Information provided>
"""
PR #1035, opened 2025-01-07
fix ignoring sessions that have no data

drammock:
The addition of `allow_missing_sessions` in #1000 had some problems:

1. it was storing `[None]` in the `subjs_sessions` dict in cases where a subject had no valid sessions; this was not behaving as expected
2. the use of `mne_bids.get_entity_vals` was not working as expected, because even if a subject had no *data* for a session for a given task, the presence of `coordsystem.json` or `scans.tsv` sidecars was causing it to report that the subject had *some files* for that session.

Item (2) was fixed in https://github.com/mne-tools/mne-bids/pull/1362; item (1) is fixed here. Works on my data, but will self-review to add some questions about implementation/testing.

### Before merging …

### DIFF
--- a/mne_bids_pipeline/_config_utils.py
+++ b/mne_bids_pipeline/_config_utils.py
@@ -142,9 +142,11 @@ def _get_sessions(config: SimpleNamespace) -> tuple[str, ...]:
     return tuple(str(x) for x in sessions)
 
 
-def get_subjects_sessions(config: SimpleNamespace) -> dict[str, list[str]]:
-    subj_sessions: dict[str, list[str]] = dict()
-    cfg_sessions = _get_sessions(config)
+def get_subjects_sessions(
+    config: SimpleNamespace,
+) -> dict[str, tuple[None] | tuple[str, ...]]:
+    subj_sessions: dict[str, tuple[None] | tuple[str, ...]] = dict()
+    cfg_sessions = get_sessions(config)
     # find which tasks to ignore when deciding if a subj has data for a session
     if config.task == "":
         ignore_tasks = None
@@ -165,14 +167,20 @@ def get_subjects_sessions(config: SimpleNamespace) -> dict[str, list[str]]:
             ignore_suffixes=("scans", "coordsystem"),
             ignore_datatypes=_get_ignore_datatypes(config),
         )
-        missing_sessions = set(cfg_sessions) - set(valid_sessions_subj)
-        if missing_sessions and not config.allow_missing_sessions:
-            raise RuntimeError(
-                f"Subject {subject} is missing session{_pl(missing_sessions)} "
-                f"{tuple(sorted(missing_sessions))}, and "
-                "`config.allow_missing_sessions` is False"
+        # handle datasets that don't have (named) sessions
+        if cfg_sessions == (None,):
+            assert valid_sessions_subj == (), valid_sessions_subj
+            keep_sessions = cfg_sessions
+        else:
+            missing_sessions = tuple(
+                sorted(set(cfg_sessions) - set(valid_sessions_subj))  # type: ignore
             )
-        keep_sessions = sorted(set(cfg_sessions) & set(valid_sessions_subj))
+            if missing_sessions and not config.allow_missing_sessions:
+                raise RuntimeError(
+                    f"Subject {subject} is missing session{_pl(missing_sessions)} "
+                    f"{missing_sessions}, and `config.allow_missing_sessions` is False"
+                )
+            keep_sessions = tuple(sorted(set(cfg_sessions) & set(valid_sessions_subj)))  # type: ignore
         if len(keep_sessions):
             subj_sessions[subject] = keep_sessions
     return subj_sessions
--- a/mne_bids_pipeline/_config_utils.py
+++ b/mne_bids_pipeline/_config_utils.py
@@ -146,7 +146,7 @@ def get_subjects_sessions(config: SimpleNamespace) -> dict[str, list[str]]:
     subj_sessions: dict[str, list[str]] = dict()
     cfg_sessions = _get_sessions(config)
     # find which tasks to ignore when deciding if a subj has data for a session
-    if config.task is None:
+    if config.task == "":
         ignore_tasks = None
     else:
         all_tasks = _get_entity_vals_cached(
--- a/mne_bids_pipeline/_config_utils.py
+++ b/mne_bids_pipeline/_config_utils.py
@@ -145,42 +145,42 @@ def _get_sessions(config: SimpleNamespace) -> tuple[str, ...]:
 def get_subjects_sessions(
     config: SimpleNamespace,
 ) -> dict[str, tuple[None] | tuple[str, ...]]:
-    subj_sessions: dict[str, tuple[None] | tuple[str, ...]] = dict()
-    cfg_sessions = get_sessions(config)
+    subjects = get_subjects(config)
+    cfg_sessions = _get_sessions(config)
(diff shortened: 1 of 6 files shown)


mne_bids_pipeline/_config_utils.py
```diff
@@ -159,9 +172,9 @@ def get_subjects_sessions(config: SimpleNamespace) -> dict[str, list[str] | list
                 f"{tuple(sorted(missing_sessions))}, and "
                 "`config.allow_missing_sessions` is False"
             )
-        subj_sessions[subject] = sorted(set(cfg_sessions) & set(valid_sessions_subj))
-        if subj_sessions[subject] == []:
-            subj_sessions[subject] = [None]
```
drammock, line 164: this wasn't doing what was intended: the `None` was getting interpreted as "all sessions" 🤦🏻 Now, if a subject doesn't have data for any sessions, we just omit their entry from this `subj_sessions` dict.

mne_bids_pipeline/_config_utils.py
```diff
@@ -142,14 +142,27 @@ def _get_sessions(config: SimpleNamespace) -> tuple[str, ...]:
...
+        ignore_tasks = tuple(set(all_tasks) - set([config.task]))
     for subject in get_subjects(config):
-        # Only traverse through the current subject's directory
+        # Check current subject's directory for available sessions
         valid_sessions_subj = _get_entity_vals_cached(
             config.bids_root / f"sub-{subject}",
             entity_key="session",
+            ignore_tasks=ignore_tasks,
+            ignore_acquisitions=("calibration", "crosstalk"),
+            ignore_suffixes=("scans", "coordsystem"),
```
drammock, line 165: These two lines are the important bit, for getting MNE-BIDS to only tell us if *data* files are present.
This `ignore_suffixes` line requires upstream https://github.com/mne-tools/mne-bids/commit/41ce36a4dc938e85a2f6a32ed3eeb88c732bfbae to work, so we'll need to pin MNE-BIDS to that commit, or wait for the next MNE-BIDS release before merging here. 

I'm also not really sure if `coordsystems.json` and `scans.tsv` are the only possible sidecars that could have the undesirous effect (of having `get_entity_vals` return a false positive when no *data files* are actually present for the requested session --- cf. discussion at https://github.com/mne-tools/mne-bids/issues/1351). If you can think of other sidecar suffixes to exclude, speak now.

drammock (commented):
regarding testing, @larsoner and I came up with the plan to use a small dataset we have from UW (after BIDSifying it and uploading to OSF). It could make sense to add that in this PR, or a separate one

mne_bids_pipeline/_download.py
```diff
@@ -43,16 +43,18 @@ def _download_from_web(*, ds_name: str, ds_path: Path) -> None:
 
     ds_path.mkdir(parents=True, exist_ok=True)
     path = ds_path.parent.resolve(strict=True)
-    fname = f"{ds_name}.zip"
+    ext = "tar.gz" if options.get("processor") == "untar" else "zip"
+    processor = pooch.Untar if options.get("processor") == "untar" else pooch.Unzip
```
drammock, line 47: this sets up a problem that is fixed by https://github.com/fatiando/pooch/pull/458, but I wonder if it's better to set up a warning filter here rather than pin to a pooch fork / wait for pooch PR merge or even pooch release... WDYT?

mne_bids_pipeline/tests/configs/config_funloc.py
```diff
@@ -0,0 +1,24 @@
...
+l_freq = None
+h_freq = 40.0
+use_maxwell_filter: bool = True
+
+
+# Epochs
+epochs_tmin = -0.08
+epochs_tmax = 0.18
+epochs_decim = 10  # 2000->200 Hz
+baseline = (None, 0)
```
drammock, line 18: this is all copied from a different dataset's config, may not be most suitable, TBD.  LMK if you have suggestions here.

mne_bids_pipeline/tests/test_run.py
```diff
@@ -274,3 +275,38 @@ def test_missing_sessions(
...
+def test_session_specific_mri(
+    dataset: str,
+    monkeypatch: pytest.MonkeyPatch,
+    dataset_test: Any,
+    tmp_path: Path,
+    capsys: pytest.CaptureFixture[str],
+) -> None:
+    """Test running a dataset."""
+    # TODO edit this test to monkeypatch the dataset, making it seem like
+    # there's only one subject who has different MRIs for different sessions
```
drammock, line 291: just calling out this TODO; you can mostly ignore this test function for now.

mne_bids_pipeline/_download.py
hoechenberger: In any case we should add a comment to document why we need this differentiation :)

drammock: Sure I could add a comment. I thought it would be evident from the names "Untar" and "Unzip" that the purpose was supporting different compression formats

drammock:
@larsoner @hoechenberger this one is all green and ready for review

mne_bids_pipeline/_config_utils.py
larsoner: > so we'll need to pin MNE-BIDS to that commit, or wait for the next MNE-BIDS release before merging here.

This is a tough req since MNE-BIDS does not release super frequently. And in the meantime anyone doing `pip install -ve .` will have a valid usable (sufficiently up-to-date) editable install overwritten by the pinned install etc.

Since this is a bit of a niche bug (right?), could we instead use `inspect` to see if the right `kwarg` is present and pass it if so? Then once MNE-BIDS releases we bump our min req to the one that actually has it and remove the `kwarg` thing here. If we wait to release MNE-BIDS-Pipeline until MNE-BIDS releases then users are in good shape, and in the meantime devs are also in (sufficiently) good shape. We'd "just" need to make CIs install the dev version of MNE-BIDS, which they might already be doing.

larsoner: ... i.e., we don't have to wait to merge this PR and we also don't have to explicitly pin below in `pyproject.toml`

drammock: I can do that, but if someone sets `allow_missing_sessions` (and actually *is* missing some sessions) and they don't have a new enough mne_bids, then mne_bids will report that they have data for a given subj+session that they don't actually have data for, and then the pipeline will bomb later.

Maybe I should use `inspect` here, but also check it during config import, to make sure that if they want to `allow_missing_sessions`, that they also have a sufficiently capable version of mne_bids?

larsoner: Yeah that would work, if they have it set and the `kwarg` doesn't exist then raise an error, or at least emit a warning.

Should be a transient problem anyway since hopefully we'll release *after* MNE-BIDS, and then pin in `pyproject.toml` to `>=` a released version

drammock:
well, we know the check works at least:
```
FAILED mne_bids_pipeline/tests/test_run.py::test_missing_sessions[True] - mne_bids_pipeline._config_import.ConfigError: You've requested to `allow_missing_sessions`, but this functionality requires a newer version of `mne_bids` than you have available. Please update MNE-BIDS (or if on the latest version, install the dev version).
```

larsoner:
Accidental TDD is the best kind of TDD

drammock:
> Accidental TDD is the best kind of TDD

not when you pay for your CIs 😅

drammock:
ok all green again 🙂

larsoner (approved):
Merging, thanks @drammock !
"""
Work item>
Print exactly the lines of the listing above starting at the line containing "larsoner: ... i.e., we" and ending at the line containing "drammock: I can", both included.

Output for this exercise>
larsoner: ... i.e., we don't have to wait to merge this PR and we also don't have to explicitly pin below in `pyproject.toml`

drammock: I can do that, but if someone sets `allow_missing_sessions` (and actually *is* missing some sessions) and they don't have a new enough mne_bids, then mne_bids will report that they have data for a given subj+session that they don't actually have data for, and then the pipeline will bomb later.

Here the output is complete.